Ruby Net:HTTP and Content Encoding : http_encoding_helper

Working on LifeBox has given me a great opportunity to get my hands dirty with the Ruby Standard Library.

I've blogged previously about Net::HTTP , which is a very nice library for working with HTTP and HTTPS requests in Ruby when you need a bit more control than open-uri allows. You know, things like sending custom headers, handling 302 Redirects, Last-Modified-Since, etc.

Even though we're still in development, we are currently checking just under 400 feeds - some of which we check every 15-20 minutes. That is a serious amount of bandwidth unless we can take advantage of some of the bandwidth saving features of the HTTP spec. With a combination of Last-Modified-Since (which not everyone supports for their feeds) and compression (which not every server supports) we've made a huge reduction in bandwidth.

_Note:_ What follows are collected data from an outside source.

PR #291, opened 2019-11-01
Fix always recompile regex URL for rules

lehainam-dev:
## Related issue

This [condition](https://github.com/ory/oathkeeper/blob/master/rule/rule.go#L178) always return `true`, because `Rule.Match.compiledURL` and `Rule.Match.compiledURLChecksum` is never updated in `RepositoryMemory.rules`, leading the expensive function `CompileRegex` always call each time `oathkeeper` check an URL is match rules or not.

I found this issue when testing `oathkeeper` performance with `pprof`.

## Proposed changes

I change the way `RepositoryMemory.rules` and `Rule.Match` should update. 

Honestly, I am not familiar with golang much. Please review and suggest if you have are better solutions.

## Checklist

      the changes.

### DIFF
--- a/rule/repository_memory.go
+++ b/rule/repository_memory.go
@@ -109,10 +109,11 @@ func (m *RepositoryMemory) Match(ctx context.Context, method string, u *url.URL)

However, there's a small catch with Net::HTTP requesting that servers send compressed content using the Content-Encoding header - Net::HTTP can easily add the header to request the content, but it currently provides no mechanism to actually handle the compressed data. (Although it looks like some other folks are looking into it . There's an update at the bottom of this post) It's fairly simple to do, however.

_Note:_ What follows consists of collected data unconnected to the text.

Issue #298, opened 2019-11-14
cookie_session authenticator masks 401 errors


paulbdavis:
**Describe the bug**

When the endpoint called by the `cookie_session` checker returns a 401, the proxy returns a 403

**Reproducing the bug**

1. Set up a `cookie_session` authenticator with a service that will return a 401 when the cookie in question is invalid
2. Attempt to access an endpoint using that authenticator

**Expected behavior**

I would expect the authenticator to return a 401 when the session checker returns a 401

**Environment**

- Version: v0.32.1-beta.1
- Environment: kubernetes

aeneasr:
This is resolved on master by #315

PR #300, opened 2019-11-15
handle 401 when checking cookie session

paulbdavis:
## Related issue

#298 

## Proposed changes

Handles 401 errors when attempting to check a cookie session rather than masking it as a 403 error

## Checklist

      the changes.

### DIFF
--- a/pipeline/authn/authenticator_cookie_session.go
+++ b/pipeline/authn/authenticator_cookie_session.go
@@ -66,7 +66,7 @@ func (a *AuthenticatorCookieSession) Authenticate(r *http.Request, config json.R
 	origin := cf.CheckSessionURL
 	body, err := forwardRequestToSessionStore(r, origin)
 	if err != nil {
-		return nil, helper.ErrForbidden.WithReason(err.Error()).WithTrace(err)
+		return nil, err
 	}
 
 	var session struct {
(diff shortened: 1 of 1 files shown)


pipeline/authn/authenticator_cookie_session.go
```diff
@@ -115,10 +115,12 @@ func forwardRequestToSessionStore(r *http.Request, checkSessionURL string) (json
 	if res.StatusCode == 200 {
 		body, err := ioutil.ReadAll(res.Body)
 		if err != nil {
-			return json.RawMessage{}, err
+			return json.RawMessage{}, helper.ErrForbidden.WithReason(err.Error()).WithTrace(err)
```
aeneasr: - Why would you consider the inability to read the response body a 401 error? Wouldn't it make more sense to return more error details here? I believe this will be incredibly hard to handle. I understand that this was the case before, but since we're working on this patch we can address it straight away.
- `.WithTrace()` adds the stack trace from the upstream error to the error context. stdlib errors do not implement stack trace functionality, therefore `WithTrace()` on a stdlib doesn't have an effect.
- Without `errors.WithStack()` it's not possible to get the error trace. What was your thinking behind omitting that?

pipeline/authn/authenticator_cookie_session.go
```diff
@@ -115,10 +115,12 @@ func forwardRequestToSessionStore(r *http.Request, checkSessionURL string) (json
...
 		}
 		return json.RawMessage(body), nil
-	} else {
-		return json.RawMessage{}, errors.WithStack(helper.ErrUnauthorized)
+	} else if res.StatusCode == 401 {
+		return json.RawMessage{}, helper.ErrUnauthorized
 	}
+
+	return json.RawMessage{}, errors.WithStack(helper.ErrUnauthorized)
```
aeneasr: These changes do not do a lot except changing some `errors.WithStack()` behavior, which should not have any effect.

pipeline/authn/authenticator_cookie_session.go
paulbdavis: I added that here because the function that called `forwardRequestToSessionStore` was previously wrapping all the errors in a 403, so I added this to maintain the existing behavior for all of the other error cases, though I would say this should probably be a 500 error instead

aeneasr: Ok, so let's return instead:

```suggestion
			return json.RawMessage{}, errors.WithStack(helper.ErrForbidden.WithReasonf("Unable to fetch cookie session context from remote: %+v", err))
```

aeneasr:
Are you still up for these changes? :)

paulbdavis:
I think the change makes sense in general, but I'm not using the cookie auth anymore since the patch to use cookies for oauth was merged, so it's not a priority for me anymore.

If you're reading this, now it's even simpler, as you can get my 21 line library (excluding code) that will do it for you - http_encoding_helper .

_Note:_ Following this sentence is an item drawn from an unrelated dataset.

PR #301, opened 2019-11-16
add cookie as an option for oauth2_introspection authenticator

paulbdavis:
## Proposed changes

Adds the ability to get the OAuth2 bearer token from a cookie in addition to header or query param. This allows an http-only, secure cookie to be used for storing oauth credentials.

All that the library does is add a single method - plain_body which will work out if the content is compressed, and decompress it (using gzip or deflate, as the case might be). All that you have to do is request it using the Accept-Encoding header.

Check out the project page for a code sample, and more information.

Updated: 10Nov2007 I've been swapping a few emails with Hugh Sasse, who is responsible for the effort to get the Net::HTTP library to use compression by default (It's his email I linked to above). Since that post, he's also made a revision

One comment that Hugh made to me was that his patch and mine are fundamentally different in philosophy - his patch seeks to make compression the default, whereas mine is more of a "as you need" kind of patch.

The reason that my patch is a separate library, rather than a patch to the Net::HTTP library itself is purely for simplicity, and management. As I deploy code to a variety of servers, mangling the net/http code itself is not convenient. Similarly, my patch doesn't enable compression by default purely to keep it simple without having to mangle too much of the Net::HTTP code.

I'm eager to see Hugh's code to make it into the Ruby-1.9 Net::HTTP library so as that everyone's code can begin to use compression by default - being worked into the library itself makes it much more powerful, and much easier to keep working between changes in core.

Until that happens, my code will be available for use.

On a side note, it's interesting to see that lighttpd supports bzip2 compression - I don't know what UserAgents can handle that, but interesting none the less.